Sinema, görsel sanatlar içinde insanları hem ferdî hem de toplumsal olarak etkileyebilen bir sanattır. Sinema bu etkisini gelişen teknoloji sayesinde çoğalan ve gelişen televizyonla birleşerek ziyadesiyle arttırmıştır. 

Hayatını Ülkücü ve Türkçü düşünce sistemine bağlı olarak idame ettiren biri olarak sinemanın bu yönünden (yani insanları etkileme gücünden) ülküm için nasıl yaralanılır diye hep düşünmüşümdür. Bulduğum sonuçlar içinde birçok faydalı fikirler var ama ben ilk etapta büyük tarihçi ve ülkü adamı Hüseyin Nihâl Atsız atanın “Bozkurtların Ölümü” ve “Bozkurtlar Diriliyor” romanlarının sinema filmine çevrilmesi fikrimden bahsedeceğim. Tabii bunun gerçekleşmesini isteyen ve dimağından bu düşünceyi geçirmiş birçok ülküdaşımın olduğunu da bilmekteyim. 

Malûm, romanlar; Göktürkler"in türlü Çin hilelerine kanarak esarete düşmesi ve büyük Türk kahramanı Kür Şad"la kırk çerisinin milyonluk Çin sarayını basarak Türk budununa özgürlük yolunu açmasını konu almaktadır ve naçizane düşüncem sinema sanatı için maden niteliği taşımaktadır.
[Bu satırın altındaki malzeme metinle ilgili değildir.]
Issue #1340, opened 2020-09-21
Scene performance drops after being open 20-30 minutes


nearnshaw:
Baus (Miles) reported this issue. He created a simple scene and it works fine if loaded freshly. But if he keeps the scene open for an hour and then tries to interact with it, the update function is very laggy. Even though the reported FPS are still good.

Here's his description:

Did some tests and there's definitely some weird stuff going on with the DCL engine's update() logic that's responsible for the stuttering issues that worsen over time in blackjack and poker

```ts
import utils from "../node_modules/decentraland-ecs-utils/index";
let box = new Entity();
box.addComponent(new BoxShape());
box.addComponent(
  new Transform({
    position: new Vector3(8, 0, 8),
  })
);
box.addComponent(
  new OnPointerDown((e) => {
    spawnCubes();
  })
);
engine.addEntity(box);
function spawnCubes() {
  let root = new Entity();
  engine.addEntity(root);
  const blue = new Material();
  blue.albedoColor = Color3.Blue();
  for (let i = 0; i < 5; i++) {
    let el = new Entity();
    el.addComponent(new BoxShape());
    el.addComponent(blue);
    let startPos = new Vector3(6, 0.3 + i * 0.5, 6);
    el.addComponent(
      new Transform({
        position: startPos,
        scale: new Vector3(0.3, 0.3, 0.3),
      })
    );
    el.setParent(root);
    el.addComponent(
      new utils.Delay(500, () => {
        el.addComponent(
          new utils.MoveTransformComponent(startPos, startPos.add(new Vector3(2, 0, 0)), 1.5, () =>
            el.addComponent(
              new utils.Delay(500, () => {
                engine.removeEntity(root);
              })
            )
          )
        );
      })
    );
  }
}
```

So I used this pretty basic code snipped that triggered an animation when the white button was pressed, this is using utils.MoveTransformComponent in DCL's utils library

Here's a vid of an instance where I let it sit for around an hour and triggered it and the animations are insanely laggy even though the client maintains >140 fps, then you can see right afterwards when I load a fresh instance it works properly (edited)

https://decentralandteam.slack.com/files/UNGGR372Q/F01BSU3HA2U/2020-09-20_13-50-10.mp4

This is with my desktop which is pretty well-specced so I have a feeling this could be happening even quicker on laptops (like ~20 mins like the blackjack feedback we got)

pravusjif:
This issue is solved in 2 fronts:

[...]

PR #1551, opened 2020-11-03
chore: engine getcomponent optimization

pravusjif:
**WHY?**
Currently, every time an `engine.getComponentGroup()` is called, a new component group is always created, leading to memory leaks when used aggresively (e.g. in a system update()) like the one reported at #1340 

**WHAT?**
Added a bit of code to traverse the already existent (we were aleady caching them) component groups and return the one with exactly the same requirements. Otherwise, we follow the normal flow and create and store it.

### DIFF
--- a/kernel/packages/decentraland-ecs/src/ecs/Engine.ts
+++ b/kernel/packages/decentraland-ecs/src/ecs/Engine.ts
@@ -264,7 +264,34 @@ export class Engine implements IEngine {
   }
 
   getComponentGroup(...requires: ComponentConstructor<any>[]) {
-    // TODO: memoize?
+
+    // Return an already created component-group if it already exists
+    if (requires.length > 0) {
+      // 1. get component groups for first require
+      let componentGroups = this._componentGroups[getComponentName(requires[0])]
+
+      if (componentGroups) {
+        const components = requires.slice()
+
+        // 2. search for a component group that has all the same requirements
+        componentGroups.forEach(componentGroup => {
+          if (components.length === componentGroup.requiresNames.length) {
+            for (let index = 0; index < components.length; index++) {
+              const componentName = getComponentName(components[index])
+
+              if (componentGroup.requiresNames.indexOf(componentName) === -1) break
+
+              if (index === (components.length - 1)) {
+                // 3. Found an existent component group with the exact same requirements
+                return componentGroup
+              }
+            }
+          }
+        })
+      }
+    }
+
+    // Otherwise create and store it
     const componentGroup = new ComponentGroup(...requires)
 
     componentGroup.active = true
--- a/kernel/packages/decentraland-ecs/src/ecs/Engine.ts
+++ b/kernel/packages/decentraland-ecs/src/ecs/Engine.ts
@@ -278,12 +278,9 @@ export class Engine implements IEngine {
         componentGroups.forEach(traversedComponentGroup => {
           if (components.length === traversedComponentGroup.requires.length) {
             for (let i = 0; i < components.length; i++) {
-              console.log("looking for " + getComponentName(components[i]) + " in " + traversedComponentGroup.requiresNames)
-
               if (traversedComponentGroup.requires.indexOf(components[i]) === -1) break
 
               if (i === (components.length - 1)) {
-                // 3. Found an existent component group with the exact same requirements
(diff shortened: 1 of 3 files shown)


sandrade-dcl (approved):

kernel/packages/decentraland-ecs/src/ecs/Engine.ts
```diff
@@ -264,7 +264,34 @@ export class Engine implements IEngine {
...
+      let componentGroups = this._componentGroups[getComponentName(requires[0])]
+
+      if (componentGroups) {
+        const components = requires.slice()
+
+        // 2. search for a component group that has all the same requirements
+        componentGroups.forEach(componentGroup => {
+          if (components.length === componentGroup.requiresNames.length) {
+            for (let index = 0; index < components.length; index++) {
+              const componentName = getComponentName(components[index])
```
menduz: Component class should be used instead of name (names can be repeated)

kernel/packages/decentraland-ecs/src/ecs/Engine.ts
```diff
@@ -264,7 +264,34 @@ export class Engine implements IEngine {
...
+
+              if (componentGroup.requiresNames.indexOf(componentName) === -1) break
+
+              if (index === (components.length - 1)) {
+                // 3. Found an existent component group with the exact same requirements
+                return componentGroup
```
menduz: That return exits the `componentGroups.forEach(componentGroup => {`, not the `function getComponentGroup`

menduz (changes requested):
Although the motivation is sound, it seems like the implementation doesn't do what is expected

kernel/packages/decentraland-ecs/src/ecs/Engine.ts
pravusjif: With component class this doesn't work, it never finds a previously created component group, that was my first aproach.

kernel/packages/decentraland-ecs/src/ecs/Engine.ts
pravusjif: Daaaaaaaaamn!

pravusjif: I'll re-check the whole implementation then

kernel/packages/decentraland-ecs/src/ecs/Engine.ts
pravusjif: tried again after refactoring and using plain components works fine now

kernel/packages/decentraland-ecs/src/ecs/Engine.ts
pravusjif: fixed

menduz (approved):
It looks good, we could use a test just in case. like these: https://github.com/decentraland/explorer/blob/77c64d1bea27225adaac3ccba30e08b87452959e/kernel/test/unityIntegration/ecs/math/vector3.test.ts

pravusjif:
Added a test although locally I see it is a "pending" test like many others we have that are not being run, hopefully it will run in the CI...

Screen Shot 2020-11-04 at 17 44 04

kernel/test/unit/engine.test.tsx
```diff
@@ -0,0 +1,28 @@
+import { expect } from 'chai'
+import { Entity, BoxShape, Transform, Vector3, engine } from 'decentraland-ecs/src';
+
+describe.skip('Engine tests', () => {
```
menduz:
```suggestion
describe('Engine tests', () => {
```

menduz (changes requested):

kernel/test/unit/engine.test.tsx
menduz: @pravusjif the test was skipped by code. please pull and run it in the UI to verify

menduz: It failed in the CI :( 
```
  1) Engine tests
       getComponentGroupReturnsCachedGroup:
     TypeError: c.expect(...).to.same is not a function
      at Context.<anonymous> (test/out/index.js:661:3011493)
```

menduz (approved):
Ship it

Göktürkler çağına ziyadesiyle vâkıf olan Atsız Ata"nın bu tarihi romanları birçok vatan evladına o çağı öğretmiş, kalp ve dimağlarında Türklük ateşini yakmıştır. Şahsen Göktürkler çağının inceliklerini; büyük kahramanımız Kür Şad"ı, Çuluk Kağan"ın evdeşi İçing Katun"u ve çaşıtlığını, İşbara Alp"ı ve kızı Almıla"yı, Çin çaşıtı Şen-king"i, Kıraç Ata"yı, ilk şairimiz Çuçu"yu, Kara Ozan"ı, Onbaşı Yamtar"ı, İlteriş Kutluk Kağan"ı, Ay Hanım"ı ve onu delice seven Deli Ersegün ve Kür Şad"ın oğlu Urungu"yu ilk müverrihimiz Bilge Tonyukuk"u, Türkler ve Çinliler"in Çin Seddi"nde olan savaşlarını, kımızı ve yararlarını, Türk budununun Çin esaretine girmesi ve Kür Şad"ın ihtilâliyle yeniden özgürlüklerine kavuşmasını ve diğer bütün tarihi hadiseleri bu tarihi romanlardan öğrendim. Benim gibi birçok vatan evladı da bu romanlarda atalarının kahramanlıklarını okudu ve gurur duyup kendine güveni arttı. İşte birçok vatan evladına bu duyguları aksettiren bu romanların, bunun için etkileme gücü yüksek olan sinemaya çevrilmesini istiyoruz. Bu sayede birçok vatan evladı da kahraman atalarımızı ve yaptıkları kahramanlıkları bilecek, tarihi ve atalarıyla gurur duyup övünecek, milli ve manevi terbiyesini sağlamlaştıracaktır.

Nesillerimizin milli terbiyesi için düşündüğümüz bu fikrin akla uygunluğu su götürmez bir gerçektir. Zira bunu bizden daha önce düşünen ve tatbik eden çevreler vardır. Bu bizde niye olmasın. Birde bizim düşüncemiz halisane ve doğrudur. Başka çevrelerin yaptığı gibi ayıp örtme, yanıltma ve kandırma gibi çirkin bir sonuca çıkmamaktadır. Milli ve manevi bir dava için yapılacaktır. 

Amerikalılar gibi biz “Rambo” filmleri çekip nesillerimizi kandırmaya çalışmayacağız. Malûmunuz “Rambo” filmlerini Amerikalılar Vietnam"da yaşadıkları hezimetleri örtmek için yapmışlardır ve bunun sayesinde Amerikan gençlerinin yüzde sekseni Vietnam Savaşı"nı kazandıklarını sanmaktadırlar. “Geceyarısı Ekspresi” filmi gibi bir milleti (Türkler"i yani bizi) dünyaya cani gibi göstermeye de çalışmayacağız. Biz kendi muhteşem tarihimizi kendi nesillerimize öğretmek için bunu yapacağız.

Günümüzde bir filmin (Matrix) akademisyenlerde araştırma yaptıracak ve yeni bir felsefe doğuracak (Matrix Felsefesi), dizi filmlerin; insanlara harıl harıl kitap okutturacak (Yaprak Dökümü dizisi), bir bölgeye turist yağdıracak (Asmalı Konak dizisi), filmde ölen karaktere cenaze namazı kıldıracak (Kurtlar Vadisi dizisi), veya bir devlete (Amerika) karşı nefret uyandıracak (Kurtlar Vadisi Irak) kadar etkili olduğu malûmunuz. Tüm bunlar malûmken ve gerçekleşmişken biz niye bu güzîde romanlarımızdan faydalanmayalım ve milli bilinci perçinlemeyelim.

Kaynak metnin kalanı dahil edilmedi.